Wednesday, 1 May 2013

The S-Word by Chelsea Pitcher

I received a free copy of this book from the publishers in exchange for an honest review.

I really did want to like this book but found myself putting it down and wandering away. The topic is a delicate one, bullying, sexual confusion and suicide but it's handled in a very odd way.

Lizzie killed herself because everyone turned on her but no-body knew the full story, well one person did but that's getting ahead of myself. Angie is her best-friend and when she returns to the room they've rented for prom and finds Lizzie in a compromising situation with her boyfriend Drake, she is devastated. "How could Lizzie do that to her?".

When they return to school on the following Monday and someone has written slut on Lizzie's locker, that seems to be the beginning of a campaign against her, her car is vandalised, her dress for the school production is destroyed and people keep knocking into her accidentally on purpose.
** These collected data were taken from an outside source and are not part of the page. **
PR #1725, opened 2024-01-16
Move request telemetry to LiveStripeResponseGetter

richardm-stripe:
## Summary
Moves responsibility for calculating queuing/calculating telemetry payloads and setting the `X-Stripe-Client-Telemetry` header from `HTTPClient` to `LiveStripeResponseGetter`.

## Details
There are public `requestWithTelemetry` methods on HTTPClient that I changed to not trigger any (additional) telemetry anymore. It's a significant behavior change for a hypothetical user calling these methods directly, but I don't consider this a supported use.

## Motivation
HTTPClient should be responsible for sending already-calculated HTTP requests, it shouldn't be responsible for calculating what to put in the HTTP request itself. See discussion at https://github.com/stripe/stripe-java/pull/1721/files#r1454137531

## Test strategy

Pretty good existing end-to-end telemetry test: https://github.com/stripe/stripe-java/blob/c044fabc4e5bf15bf2e8a717070511befab1b266/src/test/java/com/stripe/functional/TelemetryTest.java#L25

### DIFF
--- a/src/main/java/com/stripe/net/RequestTelemetry.java
+++ b/src/main/java/com/stripe/net/RequestTelemetry.java
@@ -26,12 +26,18 @@ class RequestTelemetry {
    * metrics, or if telemetry is disabled, then the returned {@code Optional} is empty.
    *
    * @param headers the request headers
+   * @deprecated Use {$ling {@link #pollPayload()} instead.
    */
+  @Deprecated
   public Optional<String> getHeaderValue(HttpHeaders headers) {
     if (headers.firstValue(HEADER_NAME).isPresent()) {
       return Optional.empty();
     }
 
+    return this.pollPayload();
+  }
+
+  public Optional<String> pollPayload() {
     RequestMetrics requestMetrics = prevRequestMetrics.poll();
     if (requestMetrics == null) {
       return Optional.empty();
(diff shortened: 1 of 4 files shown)


src/main/java/com/stripe/net/RequestTelemetry.java
```diff
@@ -26,12 +26,18 @@ class RequestTelemetry {
    * metrics, or if telemetry is disabled, then the returned {@code Optional} is empty.
    *
    * @param headers the request headers
+   * @deprecated Use {$ling {@link #pollPayload()} instead.
    */
+  @Deprecated
   public Optional<String> getHeaderValue(HttpHeaders headers) {
```
pakrym-stripe, line 32: Any reason we can't reuse the original method?

pakrym-stripe (approved):
So clean!

src/main/java/com/stripe/net/RequestTelemetry.java
richardm-stripe: Nothing *prohibitive*, but the original method is awkward and makes the calling code awkward.

First, I think checking for duplicate telemetry headers is odd in the first place since there's really only one place it gets set.

Second, if we're going to check for duplicate headers, the same class should be responsible for setting the header and checking for duplicates. It's very awkward that `getHeaderValue` returns an `Optional<String>` i.e. it leaves the responsibility for actually putting the value onto the `HEADER_NAME` header inside an HttpHeaders object to the caller -- but accepts a `HttpHeaders` object and checks `HEADER_NAME` there directly.

richardm-stripe: Merging, but we can continue discussing and if I'm totally off-base we can bring it back in a follow-up.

When her father finds out that she is supposed to be in a production of A Midsummers Night Dream, he forbids her from appearing in it. Thinking that the whole world is against her, she takes her own life.

But after it has happened the vandalism continues but with a slight change, suicide slut is now being written everywhere. Then there's the issue of pages of her diary being left in certain peoples lockers. Angie goes on a campaign to find out who is doing this, along the way she gets her eyes opened to what is really going on at the school.
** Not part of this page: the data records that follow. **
PR #1728, opened 2024-01-17
Beta: Stripe.rawRequest -> StripeClient.rawRequest

richardm-stripe:
## Summary
This PR copies `Stripe.rawRequest` to `StripeClient.rawRequest` and deprecates the former. The only difference is that `StripeClient.rawRequest` is an instance method and uses `this.getStripeResponseGetter()` vs. the global responseGetter.

It also copies `Stripe.deserialize` to `StripeClient.deserialize`.

## Motivation
I figured I would do this in advance of adding `usage` to `.rawRequest`.


src/main/java/com/stripe/StripeClient.java
```diff
@@ -570,4 +573,59 @@ StripeResponseGetterOptions buildOptions() {
...
+   * Send raw request to Stripe API. This is the lowest level method for interacting with the Stripe
+   * API. This method is useful for interacting with endpoints that are not covered yet in
+   * stripe-java.
+   *
+   * @param method the HTTP method
+   * @param relativeUrl the relative URL of the request, e.g. "/v1/charges"
+   * @param content the body of the request as a string
+   * @return the JSON response as a string
+   */
+  @Deprecated
```
pakrym-stripe, line 587: nit: rem

src/main/java/com/stripe/StripeClient.java
```diff
@@ -570,4 +573,59 @@ StripeResponseGetterOptions buildOptions() {
...
+   * @param relativeUrl the relative URL of the request, e.g. "/v1/charges"
+   * @param content the body of the request as a string
+   * @param options the special modifiers of the request
+   * @return the JSON response as a string
+   */
+  public StripeResponse rawRequest(
+      final ApiResource.RequestMethod method,
+      final String relativeUrl,
+      final String content,
+      final RawRequestOptions options)
```
pakrym-stripe, line 610: check options for null? or default

src/main/java/com/stripe/StripeClient.java
richardm-stripe, line 587:
```suggestion
```

src/main/java/com/stripe/StripeClient.java
```diff
@@ -570,4 +573,58 @@ StripeResponseGetterOptions buildOptions() {
...
+                BaseAddress.API, method, relativeUrl, content, options, options.getApiMode()));
+  }
+
+  /** Deserializes StripeResponse returned by rawRequest into a similar class. */
+  public StripeObject deserialize(String rawJson) throws StripeException {
+    if (rawJson == null) {
+      throw new IllegalArgumentException("rawJson cannot be null");
+    }
+
+    return StripeObject.deserializeStripeObject(
```
pakrym-stripe, line 627: pass a response getter in and use the overload that takes a string?

pakrym-stripe (changes requested):
I'm not sure if we are flowing the response getter correctly

src/main/java/com/stripe/StripeClient.java
richardm-stripe: Done in [Deserialize takes in responseGetter](https://github.com/stripe/stripe-java/pull/1728/commits/7ae40fb7f986ec72627da053615634d311a86057)

src/main/java/com/stripe/StripeClient.java
richardm-stripe: Done. Added a new overload that doesn't require `Type`. Also added a test that the responsegetter flows through.

src/main/java/com/stripe/model/StripeObject.java
```diff
@@ -110,6 +110,17 @@ static StripeObject deserializeStripeObject(
     return object;
   }
 
+  public static StripeObject deserializeStripeObject(
+      String payload, StripeResponseGetter responseGetter) {
+    JsonObject jsonObject = ApiResource.GSON.fromJson(payload, JsonObject.class).getAsJsonObject();
+    String type = jsonObject.get("object").getAsString();
```
pakrym-stripe, line 116: call the JsonObject overload here? Instead of copying it's implementation

src/test/java/com/stripe/ApiResource.java
```diff
@@ -0,0 +1 @@
+
```
pakrym-stripe, line 1: nit : remove?

src/main/java/com/stripe/StripeClient.java
pakrym-stripe: Was it? The `options.getApiMode` call will still nullref if options is null.

pakrym-stripe (changes requested):
https://github.com/stripe/stripe-java/pull/1728#discussion_r1457596209

src/main/java/com/stripe/StripeClient.java
richardm-stripe: Good catch - must have screwed up my git. Here's the change plus a test: [Handle null RawRequestOptions better](https://github.com/stripe/stripe-java/pull/1728/commits/1332ee7460b7cf7652fa57735b32550ddfe85230)

pakrym-stripe (approved):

She finds out about the other kids that are being bullied and also finds herself drawn to Jesse, a Mexican boy who everyone thinks is gay because he wears girls clothing on occasion. She learns about Lizzies' father, a vicar, who abused another friend when she was little. She finds out who drew a picture of Lizzie naked and e-mailed it to everyone, she finds out who Lizzie really loved and finally she finds out exactly what happened at prom.

Everyone wants to know if it's a ghost that is writing on lockers and leaving diary pages but it's not.

Without giving away the ending, Angie knows more than anyone else and sets about getting revenge on everyone who she thinks slighted Lizzie.

Although it is a difficult subject, the writing style is quite disjointed and rambling. But it does get the point across very well.

I look forward to reading more by Chelsea Pitcher.